CUDAMALLOC: resultlist reserved size 204

CUDAMEMSET: resultlist == 0 with size 204

Memory allocated; CPU time = % ms.; GPU time = 338.661987 ms;

Copy Ewbt to Device:

	 bwt copied 

	 Checkpoints copied 

	 marked rows copied 

	 SRs (DNA) copied 

	 phreds copied 

copy constants to device

GPU-cudaMemcpy-time: 1.741000 ms

Walltime-cudaMemcpy-time: 1 ms

Start Kernel with: 51 blocks, 1 threads per block

GPU-kernel launch time: 1.432000 ms

Walltime-kernel launch time: % ms

Copy back results with size 204

cudaCheckError() with sync failed at kernel_nomm.cu:962 : the launch timed out and was terminated.

cudaSafeCall() failed at kernel_nomm.cu:973 : the launch timed out and was terminated

cudaSafeCall() failed at kernel_nomm.cu:974 : the launch timed out and was terminated

cudaSafeCall() failed at kernel_nomm.cu:975 : the launch timed out and was terminated

cudaSafeCall() failed at kernel_nomm.cu:976 : the launch timed out and was terminated

cudaSafeCall() failed at kernel_nomm.cu:977 : the launch timed out and was terminated

cudaCheckError() failed at kernel_nomm.cu:983 : the launch timed out and was terminated.

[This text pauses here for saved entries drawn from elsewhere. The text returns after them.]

PR #2672, opened 2026-07-08
fix: add trigger always post download hook

vjripoll:
The post_download_hook was only executed as part of the download+extraction path inside install_archive. When a package was already present on disk, install() return early without running the hook. This left two gaps:

- Agent Control restart: the package is persisted under stored_packages, so on restart install() saw the files already present and skipped the hook entirely the agent could start without its host-side prerequisites being (re)validated.
- Rollback to a previously-installed version: same situation the older package is still on disk, so switching back to it never re-ran the hook.

Decouple the hook from the download/extraction step and run it on every install, whether the package was just downloaded or was already present on disk. A non-zero hook exit fails the install so the agent is not started. The package folder is not deleted on failure the safety guarantee comes from install() returning Err, which prevents the supervisor from starting the executables (verified in both SupervisorOnHost::start() and apply()).

- install_archive now only downloads and extracts (takes &PackageData); the hook block was moved out of it.
- New helper run_post_download_hook(&PackageData, &Path): runs the configured hook (if any) with its working directory set to the package dir; no-op when no hook is configured.
- install() restructured so the "package already present" and "freshly downloaded" branches both produce the InstalledPackageData, and the hook runs unconditionally afterwards, before retain_packages.

### DIFF
--- a/agent-control/src/package/oci/package_manager.rs
+++ b/agent-control/src/package/oci/package_manager.rs
@@ -121,7 +121,7 @@ where
     /// The package is first downloaded to `temp_package_path` and then extracted to `package_path`.
     fn install_archive(
         &self,
-        package_data: PackageData,
+        package_data: &PackageData,
         tmp_download_path: &Path,
         install_path: &Path,
     ) -> Result<InstalledPackageData, OCIPackageManagerError> {
@@ -131,27 +131,40 @@ where
 
         let downloaded_package = self
             .downloader
-            .download(&package_data, tmp_download_path)
+            .download(package_data, tmp_download_path)
             .map_err(OCIPackageManagerError::Download)?;
 
         self.extract_package(&downloaded_package, install_path)
             .inspect_err(|e| warn!("OCI package installation failed: {}", e))?;
-
-        // Execute post-download hook if configured
-        if let Some(ref hook) = package_data.post_download_hook {
-            debug!(
-                "Executing post-download hook for package {}",
-                package_data.id
-            );
-            let executor = PostDownloadHookExecutor::new(install_path.to_path_buf());
-            executor.execute(hook)?;
-        }
 
         debug!("OCI package installed at {}", install_path.display());
         Ok(InstalledPackageData {
             id: package_data.id.clone(),
             installation_path: install_path.to_path_buf(),
         })
+    }
+
+    // The hook runs on **every** install, including when the package files were already present on
+    // disk (an Agent Control restart, or a rollback to a previously-installed version). This is
+    // intentional: the hook performs host-side setup/validation that can go stale (kernel changes,
+    // missing headers, removed directories), so skipping it when the files are present could start
+    // an agent whose prerequisites are no longer met. A non-zero exit fails the install so the
+    // agent is not started.
+    fn run_post_download_hook(
+        &self,
+        package_data: &PackageData,
+        install_path: &Path,
+    ) -> Result<(), OCIPackageManagerError> {
+        let Some(hook) = package_data.post_download_hook.as_ref() else {
+            return Ok(());
+        };
+        debug!(
+            "Executing post-download hook for package {}",
+            package_data.id
+        );
+        let executor = PostDownloadHookExecutor::new(install_path.to_path_buf());
+        executor.execute(hook)?;
+        Ok(())
     }
 
     /// Extract the downloaded package file from `download_filepath` to `extract_dir`.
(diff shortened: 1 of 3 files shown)


agent-control/src/package/oci/package_manager.rs
```diff
@@ -372,33 +385,32 @@ where
...
-            return Ok(installed_package);
-        }
-
-        let temp_package_path = get_temp_package_path(&self.remote_dir, agent_id, &package_data)?;
+            self.directory_manager
+                .delete(&temp_package_path)
+                .map_err(OCIPackageManagerError::Install)?;
 
-        // If we face an error during installation, we must ensure the temporary directory is deleted.
-        // We hide the error of the folder if something else went wrong.
```
sigilioso, line 394: Did we leave out this comment on purpose?

agent-control/src/package/oci/package_manager.rs
```diff
@@ -938,6 +950,112 @@ mod tests {
         assert_eq!(installed.id, TEST_PACKAGE_ID);
     }
 
+    #[test]
+    fn test_install_runs_hook_even_when_package_already_present() {
+        use crate::agent_type::runtime_config::on_host::executable::rendered::{Args, Env};
+        use crate::agent_type::runtime_config::on_host::package::rendered::PostDownloadHook;
+        use std::collections::HashMap;
```
sigilioso: Is there any specific reason to add the imports on each test?

agent-control/src/package/oci/package_manager.rs
```diff
@@ -938,6 +950,112 @@ mod tests {
...
+            downloader,
+            DirectoryManagerFs,
+            PathBuf::from(remote_dir.path()),
+        );
+
+        let result = pm.install(&agent_id, package_data);
+        assert!(matches!(
+            result,
+            Err(OCIPackageManagerError::PostDownloadHook(_))
+        ));
```
sigilioso, line 989: When reading the test, the fact of failing to check that the post-download was called surprised me. Maybe we could add a comment explaining why we check it like that.

agent-control/src/package/oci/package_manager.rs
```diff
@@ -938,6 +950,112 @@ mod tests {
...
+    fn test_install_runs_successful_hook_when_package_already_present() {
+        use crate::agent_type::runtime_config::on_host::executable::rendered::{Args, Env};
+        use crate::agent_type::runtime_config::on_host::package::rendered::PostDownloadHook;
+        use std::collections::HashMap;
+
+        let mut downloader = MockOCIDownloader::new();
+        let agent_id = AgentID::try_from("agent-id").unwrap();
+        let mut package_data = test_package_data();
+        package_data.post_download_hook = Some(PostDownloadHook {
+            path: "/usr/bin/true".to_string(),
```
sigilioso: We could use the current binary (the compiled test executable) and run it with `--list` to make the test work on Windows as well. We did something similar on the [copier tests](https://github.com/newrelic/newrelic-agent-control/blob/28d5f15158e19c603e1cae572b030d0c25cf139f/fs/src/file/copier.rs#L118).

agent-control/tests/on_host/oci_package_manager.rs
```diff
@@ -139,3 +139,92 @@ fn test_install_skips_download_if_exists_with_oci_registry() {
...
     );
 }
+
+// Verifies that the post-download hook runs on *every* install, including when the package files
+// are already present on disk (an Agent Control restart or a rollback to a previously-installed
+// version). The hook appends a line to a counter file each time it runs; after two installs of the
+// same package the file must contain two lines even though the second install skips download and
+// extraction.
+#[test]
+#[cfg(unix)]
```
sigilioso: Would making the integration test work on Windows be too complex? It would help improving coverage.

sigilioso (commented):
Thanks for addressing this! I've left some question, mostly _nits_

agent-control/src/package/oci/package_manager.rs
vjripoll: deleted by error

agent-control/src/package/oci/package_manager.rs
vjripoll: yes moved to the top

agent-control/src/package/oci/package_manager.rs
vjripoll: comments added

agent-control/src/package/oci/package_manager.rs
vjripoll: changed

sigilioso (approved):
LGTM

PR #4971, opened 2026-04-25
fix(llms/base): remove dead hasattr branch + add _validate_config return type

GopalGB:
## Summary
Two small clean-ups in `mem0/llms/base.py` `LLMBase._validate_config`:

### 1. Remove dead `hasattr` branch
Current code:
```python
if not hasattr(self.config, "api_key") and not hasattr(self.config, "api_key"):
    # Check if API key is available via environment variable
    # This will be handled by individual providers
    pass
```
Same attribute checked twice → the condition is logically equivalent to a single `not hasattr(...)` (idempotent under AND), and the body is `pass`, so this branch never affects behaviour and only confuses readers. The accompanying comment already documents *why* we deliberately don't enforce `api_key` at the base level (providers fall back to env vars and override `_validate_config` themselves), so this PR replaces the dead `if` with that explanatory comment.

### 2. Add `-> None` return type
`_validate_config` never returns a value. Adding the annotation makes the contract checkable by static analysis and brings it in line with `_is_reasoning_model`, `_get_supported_params`, etc.

## Backward compatibility
No behaviour change. Only documentation and type clarity. The previously-removed `hasattr` branch had a `pass` body, so removing it is mechanically equivalent.

## Verification
`python3 -c "import ast; ast.parse(open('mem0/llms/base.py').read())"` → exit 0.

### DIFF
--- a/mem0/llms/base.py
+++ b/mem0/llms/base.py
@@ -27,7 +27,7 @@ class LLMBase(ABC):
         # Validate configuration
         self._validate_config()
 
-    def _validate_config(self):
+    def _validate_config(self) -> None:
         """
         Validate the configuration.
         Override in subclasses to add provider-specific validation.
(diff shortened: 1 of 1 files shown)


GopalGB:
The Vercel deploy check is failing because the deploy needs maintainer-side authorization (not an issue with the PR itself). Could a maintainer please authorize the Vercel deploy so this can land? CI builds are green for Python 3.10–3.12.

kartik-mem0:

PR #4974, opened 2026-04-25
fix(memory): exclude score from get() to match get_all()/search() shape

alvinttang:
## Summary

`Memory.get()` / `AsyncMemory.get()` returned records with `score: null`, while `get_all()` and `search()` (which both build via the get_all path) explicitly call `model_dump(exclude={"score"})`. Same record, different keys — broke any consumer that shared a single dict-shape contract between point reads and listings.

## Fix

`mem0/memory/main.py`:
- `Memory.get()` (sync, line 1004): add `exclude={"score"}` to `model_dump()`.
- `AsyncMemory.get()` (async, line 2419): same.

2 LOC of production change.

## Test

`tests/test_main.py`:
- `test_get_shape_matches_get_all` (sync)
- `test_async_get_shape_matches_async_get_all` (async)

Both build the same mocked record, call `get()` + `get_all()`, assert key sets match and `"score" not in got`.

`pytest` 414 passed / 19 skipped (network-dependent). `ruff` clean.

## Risk notes
- Callers that previously read `.get("score")` from `Memory.get()` output will see the key absent (it was always `None` anyway). The intended convergence with `get_all()` / `search()` shape — `score` is a search-time field.

### DIFF
--- a/mem0/memory/main.py
+++ b/mem0/memory/main.py
@@ -1001,7 +1001,7 @@ class Memory(MemoryBase):
             hash=memory.payload.get("hash"),
             created_at=memory.payload.get("created_at"),
             updated_at=memory.payload.get("updated_at"),
-        ).model_dump()
+        ).model_dump(exclude={"score"})
 
         for key in promoted_payload_keys:
             if key in memory.payload:
@@ -2416,7 +2416,7 @@ class AsyncMemory(MemoryBase):
             hash=memory.payload.get("hash"),
             created_at=memory.payload.get("created_at"),
             updated_at=memory.payload.get("updated_at"),
-        ).model_dump()
+        ).model_dump(exclude={"score"})
 
         for key in promoted_payload_keys:
             if key in memory.payload:
--- a/tests/test_main.py
+++ b/tests/test_main.py
@@ -90,6 +90,85 @@ def test_get(memory_instance):
     assert result["metadata"] == {"extra_field": "extra_value"}
 
 
+def test_get_shape_matches_get_all(memory_instance):
+    """`Memory.get(id)` and `Memory.get_all()[i]` should return the same key set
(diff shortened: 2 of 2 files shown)


xkonjin (commented):
## Review: fix(memory) — exclude score from get() to match get_all()/search() shape

**Overall:** Clean, focused fix with excellent test coverage. This resolves a real API consistency bug where `Memory.get(id)` leaked a `score: None` field that `get_all()` and `search()` correctly excluded.

**Positives:**
- Two-line production change (both sync and async `get()` methods) — minimal blast radius.
- The new `test_get_shape_matches_get_all` and `test_async_get_shape_matches_async_get_all` tests directly assert the contract: same record read via `get()` vs `get_all()` must yield identical key sets.
- Good negative assertion: `"score" not in got` ensures the search-only field is explicitly excluded.

**Potential issues:**
1. **Breaking change risk:** If any downstream consumers depend on `score: None` being present in `get()` results, this will break them. The PR title frames it as a "fix" (shape matching), which is correct, but consider adding a note in the release notes for migration.
2. **Model-level fix vs dump-level fix:** The `Memory` model itself might still carry `score` as an optional field. If other code paths call `.model_dump()` without `exclude={"score"}`, the leak could recur. Consider whether the exclusion should be pushed down into the model via `Field(exclude=True)` or a custom serializer, so it is automatic everywhere.
3. **Test mocks:** The tests mock `vector_store.get` and `vector_store.list`. This validates the serialization layer well, but does not exercise the actual vector store. If a real store populates `score` differently (e.g., omits it entirely vs sets it to `None`), behavior could diverge.

**Security:** No issues. This is a data-shape change, not a permissions or input-handling change.

**Verdict:** Solid fix. Recommend merge. Consider model-level `exclude` as a follow-up to prevent regressions in future read paths.

PR #4979, opened 2026-04-26
fix: support GPT-5 completion token parameter

zew1me:
## Description

Fixes incorrect max token parameter when using ChatGPT 5 via the OpenAI Python SDK.

Previously, requests were using an outdated/incorrect parameter and not passing the correct max token field expected by gpt-5* APIs, which leads to ignored limits. This change ensures the request uses the correct parameter for ChatGPT 5 so response length behaves as intended.

## Type of Change

- [ ] Documentation update

## Breaking Changes

N/A

## Test Coverage

Manually verified by using mem 0 AI. Did not see the same error in my docker logs as I did earlier. 

## Checklist

### DIFF
--- a/mem0/llms/base.py
+++ b/mem0/llms/base.py
@@ -43,16 +43,22 @@ class LLMBase(ABC):
     def _is_reasoning_model(self, model: str) -> bool:
         """
         Check if the model is a reasoning model or GPT-5 series that doesn't support certain parameters.
-        
+
         Args:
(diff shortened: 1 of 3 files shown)


zew1me:
I actually think this implementation is trash although the root cause is real, need to reimplement

zew1me:
closing in favor of #5547  although not sure if it addresses o1 models fully / correctly.

PR #4964, opened 2026-04-24
fix(memory): pass observation timestamp to extraction prompt

wianger:
## Linked Issue

Closes #4963

## Description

cudaCheckError() with sync failed at kernel_nomm.cu:983 : the launch timed out and was terminated.

{13} k_resultlist[13] = 958824     //####### the following lines show me that the calculation is done

{5} k_resultlist[5] = 4249841

{19} k_resultlist[19] = 2849230

{34} k_resultlist[34] = 4582962

{24} k_resultlist[24] = 3979632

{7} k_resultlist[7] = 4086913

{42} k_resultlist[42] = 4379768

{32} k_resultlist[32] = 2097232

{20} k_resultlist[20] = 396703

{48} k_resultlist[48] = 3640348

{50} k_resultlist[50] = 4191309

RESULTS: //but on host side, there only zeros

0: 0 

1: 0 

2: 0 

3: 0 

4: 0 

5: 0 

6: 0 

.... //cut for reading purposes

49: 0 

50: 0 

Free CUDA memory

Programruntime: 11295 ms

Bowtie GPU end

Thank you for any suggestions…

Hi, after a code review and a lot of tests the error is related to the input data, so its my own issue.